112 provvedimenti applicano questo termine

Definizione

Indica la condizione di un bene che si trova in un luogo pubblico o accessibile a tutti e che non è sotto la custodia diretta del proprietario, il quale si affida al rispetto collettivo (es. una persiana esterna, un'auto parcheggiata).

Norme più ricorrenti in questi provvedimenti

Provvedimenti

Furto aggravato di legname: la Cassazione conferma la condanna
Un Lavoratore è stato condannato per furto aggravato di legname.
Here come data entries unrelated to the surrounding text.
PR #267, opened 2023-06-14
fix epoch downtime

faddat:
The solution that Osmosis came up with for downtime at their daily epoch (caused by iterators) was IAVL fast node. 

While it isn't as good as what is going into SDK .50, it should be at least a 2x improvement on the iterators, and 
may provide more of an improvement. 

- fix the downtime at slash time


faddat:
context:

back in the day osmo epochs took 20min or even an hour.  This fixed that.

cmd/neutrond/root.go
```diff
@@ -273,3 +276,59 @@ func (ac appCreator) appExport(
...
+	// validators here.
+	//
+	// In summary:
+	// - if you leave srvCfg.MinGasPrices = "", all validators MUST tweak their
+	//   own app.toml config,
+	// - if you set srvCfg.MinGasPrices non-empty, validators CAN tweak their
+	//   own app.toml to override, or use this default value.
+	//
+	// In simapp, we set the min gas prices to 0.
+	srvCfg.BaseConfig.IAVLDisableFastNode = false
```
faddat, line 315: this line is the fix; validators may need to state sync to kick it into place.

network/init-neutrond.sh
```diff
@@ -620,4 +620,8 @@ if ! jq -e . "$GENESIS_PATH" >/dev/null 2>&1; then
     exit 1
 fi
 
+<<<<<<< HEAD
 echo "DAO $DAO_CONTRACT_ADDRESS"
+=======
+echo "DAO $DAO_CONTRACT_ADDRESS"
+>>>>>>> v1.0.2
```
foxpy, line 627: This sure looks wrong :cat:

testutil/test_helpers.go
```diff
@@ -26,7 +26,8 @@ import (
 
 	clienttypes "github.com/cosmos/ibc-go/v4/modules/core/02-client/types"
 	appProvider "github.com/cosmos/interchain-security/app/provider"
-	e2e "github.com/cosmos/interchain-security/testutil/integration"
+	e2e "github.com/cosmos/interchain-security/testutil/e2e"
```
foxpy, line 29:
```suggestion
	"github.com/cosmos/interchain-security/testutil/e2e"
```

pr0n00gler:
Resolved in v2.0.0 upgrade

PR #270, opened 2023-06-18
use gci

faddat:
This PR reduces the correct import ordering to exactly one and makes import ordering in Neutron fully deterministic.


foxpy:
Good job! I see that linter (apparently? maybe I am missing something?) doesn't support reordering by itself, did you actually correct each and every linter warning by hand? I am asking because I wanted to run linter myself and compare diff with your branch.

foxpy:
@faddat now we also have merge conflicts in your PR.

PR #271, opened 2023-06-19
feat: allowlist ccvconsumer params to allow change from government #ntrn-531

NeverHappened:
Adds all ics module params to be allowed to change through governance.

https://p2pvalidator.atlassian.net/browse/NTRN-531


NeverHappened:
https://github.com/neutron-org/neutron-tests/actions/runs/5321485346 (todo: check if successful)

foxpy (approved):
Sadly we cannot add integration tests for these parameters for now, hence I think I can approve it right away?

NeverHappened:
> Sadly we cannot add integration tests for these parameters for now, hence I think I can approve it right away?

why? what about these tests I added? https://github.com/neutron-org/neutron-integration-tests/pull/169/files
Maybe I don't know something

PR #294, opened 2023-07-26
feat: set commit timeout #ntrn-79

NeverHappened:
https://hadronlabs.atlassian.net/browse/NTRN-79

checked only by printing in server config in cmd, it's hard to discover cometbft settings in runtime

PR #296, opened 2023-07-31
Update Default Timeout Commit to 1s

bpiv400:
This PR replaces the use of `server.InterceptConfigsPreRunHandler` in the root command with a similar function (now defined locally in `cmd/neutrond`) that sets the default `timeout_commit` value to `1s`, which is the value that the Neutron team is encouraging all validators to use. 

Without this, `neutrond init` initializes a config that contains `timeout_commit=5s`. The combination of validators using the standard `timeout_commit` and the value recommended by the Neutron team is undermining the network's ability to have single round consensus on new blocks consistently.


go.mod
```diff
@@ -9,7 +9,7 @@ require (
 	github.com/confio/ics23/go v0.9.0
 	github.com/cosmos/admin-module v0.0.0-00010101000000-000000000000
 	github.com/cosmos/cosmos-proto v1.0.0-beta.3
-	github.com/cosmos/cosmos-sdk v0.45.15
+	github.com/cosmos/cosmos-sdk v0.46.11
```
mmikev, line 12: We can't do such an upgrade, please leave it as it is. We are going to upgrade directly to SDK 47 soon

pr0n00gler (changes requested):

pr0n00gler:
Thx, but since we will upgrade directly to SDK 47 timeout commit issue was resolved in https://github.com/neutron-org/neutron/pull/294

PR #302, opened 2023-08-12
fix: Add googleapis as dep in buf.yaml

apollo-sturdy:
Without this `buf generate` fails as it cannot find `import "google/api/annotations.proto"` in `proto/transfer/v1/query.proto`.


pr0n00gler (approved):

foxpy (approved):

foxpy:
@pr0n00gler let's merge it?

foxpy:
@apollo-sturdy thank you!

Aveva tagliato e asportato illegalmente legna da un'area boschiva soggetta a usi civici, dove non aveva autorizzazione. La difesa sosteneva che avesse solo raccolto legna già caduta e contestava le aggravanti di violenza sulle cose e di esposizione a pubblica fede. La Corte di Cassazione ha dichiarato il ricorso del Lavoratore inammissibile. Ha ribadito che l'aggravante di esposizione a pubblica fede si configura anche se l'esposizione del bene è naturale e non dipende dall'azione umana. Le prove, inclusi i filmati, hanno dimostrato chiaramente l'attività illecita. Il Lavoratore deve pagare le spese processuali e una sanzione.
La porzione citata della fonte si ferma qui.